This is as best as its going to get for you guys


----------



## poutanen (Dec 22, 2011)

Well that's my cue: From what I can tell everything looks good. Talking about the board size compared to her weight of course.

How do the boots fit?


----------



## Gelaxus (Jun 19, 2014)

The boots unfortunately on that pic we didnt buy as they were 1 size too small for her... so those are still a work in progress  I think thats the one item i want to go to a board shop to actually buy so it fits properly.


----------



## poutanen (Dec 22, 2011)

Gelaxus said:


> thats the one item i want to go to a board shop to actually buy so it fits properly.


Good show, we bought boots for my wife on sale and she was having issues. Paid almost full price for a new set the year after in a shop, and she's been happy ever since!


----------



## f00bar (Mar 6, 2014)

poutanen said:


> Good show, we bought boots for my wife on sale and she was having issues. Paid almost full price for a new set the year after in a shop, and she's been happy ever since!

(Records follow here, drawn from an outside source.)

PR #6173, opened 2023-10-13
chore: add a few diagnostic log lines for measuring time-to-execute

arlyon:
### Description

For collecting benches we are extracting data from chrome traces. We can use the following `jq` script to very easily pull out a summary of the data, but for that we need to log specific things out so that chrome tracing can pick them up.

```jq
map({
    platform: .args.platform, 
    name: "time-to-first-task", 
    startTimeUnixMs: (if .args.start_time then .args.start_time | tonumber else null end), 
    durationMs: (if .args.message == "running visitor" then .ts else null end), 
    turboVersion: .args.turbo_version,
    scm: (if .args.scm_manual == "true" then "manual" elif .args.scm_manual == "false" then "git" else null end),
}) 
| reduce .[] as $item ({}; . *= ($item | del(.. | nulls)))
```

### Testing Instructions

N/A (diagnostic changes only)

Closes TURBO-1464

### DIFF
--- a/crates/turborepo-lib/src/run/mod.rs
+++ b/crates/turborepo-lib/src/run/mod.rs
@@ -8,6 +8,7 @@ pub mod task_id;
 use std::{
     io::{BufWriter, IsTerminal, Write},
     sync::Arc,
+    time::SystemTime,
 };
 
 use anyhow::{anyhow, Context as ErrorContext, Result};
@@ -38,6 +39,7 @@ use crate::{
         global_hash::get_global_hash_inputs,
         summary::{GlobalHashSummary, RunSummary},
     },
+    shim::TurboState,
     task_graph::Visitor,
     task_hash::{PackageInputsHashes, TaskHashTrackerState},
 };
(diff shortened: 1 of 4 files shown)


crates/turborepo-lib/src/run/mod.rs
```diff
@@ -63,6 +65,14 @@ impl<'a> Run<'a> {
     }
 
     pub async fn run(&mut self) -> Result<i32> {
+        tracing::trace!(
+            platform = %TurboState::platform_name(),
+            start_time = SystemTime::now().duration_since(SystemTime::UNIX_EPOCH).expect("system time after epoch").as_micros(),
+            turbo_version = %TurboState::version(),
```
arlyon, line 71: Parameters supplied to the log using this syntax do not end up in the terminal, but they _do_ end up on the event in chrome tracing in the `args` object.

crates/turborepo-lib/src/shim.rs
```diff
@@ -256,10 +256,14 @@ impl TurboState {
             }
         };
 
-        formatcp!("turbo-{}-{}", OS, ARCH)
+        formatcp!("{}-{}", OS, ARCH)
     }
 
-    pub fn binary_name() -> &'static str {
+    pub const fn platform_package_name() -> &'static str {
```
arlyon, line 262: This was made const along with its parent since you can only call const functions in a const context.

mehulkar (approved):

PR #6176, opened 2023-10-13
feat(benchmark): add workflow to benchmark time to first task

mehulkar:
- [x] make data post successfully to TB
- [x] In the Github Action, save the trace as an output
- [x] Add the Run URL as a field to TB so we can look up the full trace later
- [x] Improve verbose logging situtation #6196
- [x] Make Github Action run on macos-latest, ubuntu-latest and windows-latest
- [x] Make Github Action run on push to main
- [x] Add commitSha and commitTimestamp to data

Closes TURBO-1467


benchmark/src/ttft-send.ts
```diff
@@ -0,0 +1,47 @@
...
+const token = process.env.TINYBIRD_TOKEN;
+
+if (!token) {
+  throw new Error("Missing TINYBIRD_TOKEN env variable");
+}
+
+const DATA_SOURCE_URL =
+  "https://api.us-east.tinybird.co/v0/events?name=turborepo_perf_ttft";
+
+async function foo() {
```
gsoltis, line 16: Rename?

benchmark/src/ttft.ts
```diff
@@ -0,0 +1,46 @@
...
+  };
+  console.log("Executing turbo build in child process with opts", opts);
+
+  try {
+    cp.execSync(
+      `${TURBO_BIN} run build --skip-infer --force --dry --profile ../profile.json`,
+      opts
+    );
+  } catch (e) {
+    // not sure why this is erroring
```
gsoltis, line 39: This seems suspicious. Maybe just drop the `try ... catch` and let it error if it's going to error?

gsoltis (changes requested):

benchmark/src/ttft.ts
mehulkar: removing the pipe did the trick. probably the same issue as we got from a customer recently where large output fills up the max buffer? I tried increasing it a bit (maybe not enough) but that didn't fix it, so just swallowing the output. we don't need it

mehulkar: I brought it back because it still failed in Windows for the same reason: https://github.com/vercel/turbo/actions/runs/6542776699/job/17766330242

I'd like to merge this and then come back to this after we're reduced the amount of output required for tracing

.github/workflows/bench-turborepo.yml
```diff
@@ -40,3 +47,61 @@ jobs:
...
+    steps:
+      - uses: actions/checkout@v3
+      - uses: ./.github/actions/setup-node
+      - uses: ./.github/actions/setup-go
+        with:
+          github-token: "${{ secrets.GITHUB_TOKEN }}"
+
+      # setup Rust on windows, because apparently setup-turborepo-environment doesn't do this
+      - name: Add rustup for windows
+        if: ${{ matrix.os.runner == 'windows-latest'}}
```
gsoltis, line 79: There's a setup-rust action if that's helpful.

.github/workflows/bench-turborepo.yml
```diff
@@ -40,3 +47,61 @@ jobs:
...
+        run: |
+          rustup target add aarch64-unknown-linux-musl
+          rustup target add x86_64-pc-windows-gnu
+          rustup target add x86_64-unknown-linux-musl
```
gsoltis, line 83: Why do we need linux targets on windows?

benchmark/src/index.ts
```diff
@@ -179,8 +163,8 @@ function cachedBuildWithDependencyChange(): Timing[] {
 }
 
 class Benchmarks {
-  private readonly benchmarks: Benchmark[] = [];
-  private readonly tbirdEvents: TBirdEvent[] = [];
+  private readonly benchmarks: Array<Benchmark> = [];
```
gsoltis, line 166: Just curious, is there a reason for these changes? Like a lint or best practice or something?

Oh come on now. Happy about her boots maybe....:yahoo:


----------



## chomps1211 (Mar 30, 2011)

f00bar said:


> Oh come on now. Happy about her boots maybe....:yahoo:



Been married before, have we,…? :rotfl:


----------



## Lamps (Sep 3, 2011)

Gelaxus said:


> The boots unfortunately on that pic we didnt buy as they were 1 size too small for her... so those are still a work in progress  I think thats the one item i want to go to a board shop to actually buy so it fits properly.


Quoted for truth.


----------



## firstx1017 (Jan 10, 2011)

Well I'm almost her stats but I ride a 150 Rossignol Frenemy and I love it. It is 40% camber between the feet and 60% rocker tips and tail and 5 point magnetraction. It feel it is a good beginner to intermediate board and I have been thru several boards. She should do okay. I hated full rocker and I hated full camber - this was a good mix!:yahoo:


----------